When April starts, and wakes around

The sleeping fragrance from the ground,
And lightly o'er the living scene

Scatters his freshest, tenderest green.

"There is hardly any sense of this delightful vicissitude at Madeira: the year is one summer, with comparatively little alteration either of temperature or hue; and I have not as yet made up my mind which system of seasons I should prefer. We have had a

profusion of flowers all the winter; indeed, the tribe of roses has never been in such full and general glow as soon after we arrived in January: the trees then,

too, were laden with guavas, and oranges, and custard-apples, which now only give, in their flower, the promise of another crop next autumn. There are still bananas, however, which, I believe, last all the year; and oranges we get from the north: as for the others, their loss to me is more than compensated by the quantity of wild strawberries which they are now beginning to bring down by baskets full from the mountains, and which form a delicious addition to the breakfast table.

'Some improvement, nevertheless, in the face of the country, the spring works even here. The vines are now beginning to push their leaves, and the cornfields to look green; which gives to the lower slopes of the mountains an aspect of verdure, which, at other times, perhaps, they too much betray the want of. There is little or no change observable in the woods and hedges: few or none of the indigenous trees and bushes are deciduous. Of exotics, the chestnut is the only one seen in considerable quantities, and the plantations of this tree are very partial.

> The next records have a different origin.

PR #488, opened 2026-08-10
fix(bench): clone the repo the headline suite actually benchmarks

ofri-peretz:
## What broke

The first weekly benchmark after #454 failed before rendering a single badge:

```
Repo not found: /home/runner/work/eslint/eslint/oos/nestjs
##[error]Process completed with exit code 2
```

Run: [31378731853](https://github.com/ofri-peretz/eslint/actions/runs/31378731853), 2026-08-10 10:20 UTC.

## Why

Two lists have to agree, and nothing links them:

| List | Contents | Set by |
|---|---|---|
| corpus clones | next.js, supabase, lodash, shadcn-ui, payload, vercel-ai | pinned to the flagship manifest |
| repos benchmarked | `${{ inputs.headline_repo \|\| 'nestjs' }}`, shadcn-ui | ILB-Headline steps |

`nestjs` is the headline suite's Node corpus. No manifest references it, so the clone step — explicitly "pinned to the same repos the manifest references" — never cloned it.

This was invisible while `three.js` was in the list: the headline default resolved to three.js, which *was* cloned. #454 removed three.js as a corpus we must not publish, which was right, and left the headline suite with no repo at all.

**Consequence:** the published badges still read `corpus: three.js`. Not because the fix didn't land, but because the run that would replace them exits 2 before the badge step. Every badge on the README has been serving the pre-#454 measurement since.

## The fix

- `clone nestjs https://github.com/nestjs/nest.git`.
- A preflight asserting every repo about to be benchmarked is in the corpus. The old failure was loud but late — it surfaced after cloning six large repos and building 31 packages. The preflight also catches a `workflow_dispatch` whose `headline_repo` input nobody clones.

## Verification

| Case | Expected | Result |
|---|---|---|
| nestjs absent (what happened) | blocks, names it | ✅ `missing: nestjs`, exit 1 |
| nestjs present (after fix) | passes | ✅ |
| dispatch names an uncloned repo | blocks, names it | ✅ `missing: vue-core`, exit 1 |
| `lint:workflows` | green | ✅ 34 files |

The OOS cache restores via `restore-keys`, so an old cache without nestjs self-heals: the clone helper clones any missing directory.

## After merge

Badges stay stale until a run succeeds — the next cron, or a manual dispatch. Dispatch publishes to production Pages and pushes to main, so that call is the maintainer's.

## Summary by CodeRabbit

* **New Features**
  * Weekly benchmark runs now include the NestJS repository alongside the existing benchmark repositories.
  * Added preflight validation to confirm required benchmark repositories are available before execution.

* **Bug Fixes**
  * Benchmark runs now stop early with a clear error when required repositories are missing.

### DIFF
--- a/.github/workflows/weekly-benchmark.yml
+++ b/.github/workflows/weekly-benchmark.yml
@@ -75,6 +75,26 @@ jobs:
     # nothing here is rushed into a misleading fast number.
     timeout-minutes: 90
 
+    env:
+      # THE corpus. One list, read by the clone step and by the preflight that
+      # validates what we are about to benchmark — because the defect this
+      # replaced was two lists that had to agree with nothing linking them:
+      # the clones were pinned to the flagship manifest, ILB-Headline
+      # benchmarks nestjs, no manifest cites nestjs, so it was never cloned.
+      # Anything benchmarked must appear here.
+      CORPUS: |
+        next.js   https://github.com/vercel/next.js.git
+        supabase  https://github.com/supabase/supabase.git
+        lodash    https://github.com/lodash/lodash.git
+        shadcn-ui https://github.com/shadcn-ui/ui.git
+        payload   https://github.com/payloadcms/payload.git
+        vercel-ai https://github.com/vercel/ai.git
+        nestjs    https://github.com/nestjs/nest.git
+      # Both headline runs, as one list to validate against CORPUS. The second
+      # is hardcoded to shadcn-ui in its step; keep them in step.
+      HEADLINE_REPO: ${{ github.event.inputs.headline_repo || 'nestjs' }}
+      FRONTEND_REPO: shadcn-ui
+
     steps:
       # Pages is a single production surface and the commit step writes to
       # main, so a dispatch from a feature branch would publish that branch's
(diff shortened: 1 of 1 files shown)


ofri-peretz:
All three review findings were correct and are fixed in `06ea6f9c` — as a replacement for the first patch, not an addition to it.

Finding 2 was the one worth stopping on: the preflight ran *after* the clone step, so it did not do the thing this PR's description claimed it did. That reframed the other two. Adding a seventh `clone` line fixed the symptom and left the shape — two lists that must agree, with nothing linking them — exactly as it was.

`CORPUS` is now a single job-level list that the clone loop and both guards read.

| Finding | Fix |
|---|---|
| Preflight after cloning | Moved before the cache and clone steps; validates against `CORPUS`, costs seconds |
| Cache key omits corpus changes | `oos-corpus-v2-`, hashing this workflow file, since `CORPUS` lives in it |
| `[ -d ]` accepts a non-checkout | `git rev-parse HEAD` per benchmarked repo, printing each SHA |

Each guard was run against the state it exists to catch:

```
preflight   nestjs declared            -> pass
            uncloned dispatch input    -> BLOCK: vue-core
            CORPUS without nestjs      -> BLOCK: nestjs      (the original bug)
HEAD check  bare dir, no .git          -> BLOCK              (what `test -d` passed)
            real checkouts             -> pass, prints SHAs
            .git present, HEAD broken  -> BLOCK that repo only
clone loop  parses all 7 name/url pairs off CORPUS
```

`lint:workflows` green across 34 files.

On the cache: `restore-keys` still gives a warm partial restore on the v2 key change, and the clone helper refreshes what it finds — so the one-time re-save is the whole cost.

"I do not know that the native Flora has much improved since we came the little peasant girls have for some time ceased their morning tribute of violets from the hills.'

The NIGHT-BLOWING CEREUS.

Can it be true? so fragrant and so fair!
To give thy perfume to the dews of night?
Can aught so beautiful shrink from the glare,
And fade and sicken in the coming light?
Yes, peerless flower! the heavens alone exhale
Thy fragrance; while the glittering stars attest;
And incense, wafted from the midnight gale,
Untainted rises from thy spotless breast.
Sweet emblem of that faith, which seeks, apart
From human praise, to love and work unseen;
That gives to Heaven an undivided heart-
In sorrow stedfast, and in joy serene!
Anchored on GOD, no adverse cloud can dim;
Her eye, unaltered, still is fixed on Him!

Christian Guardian.

MAY.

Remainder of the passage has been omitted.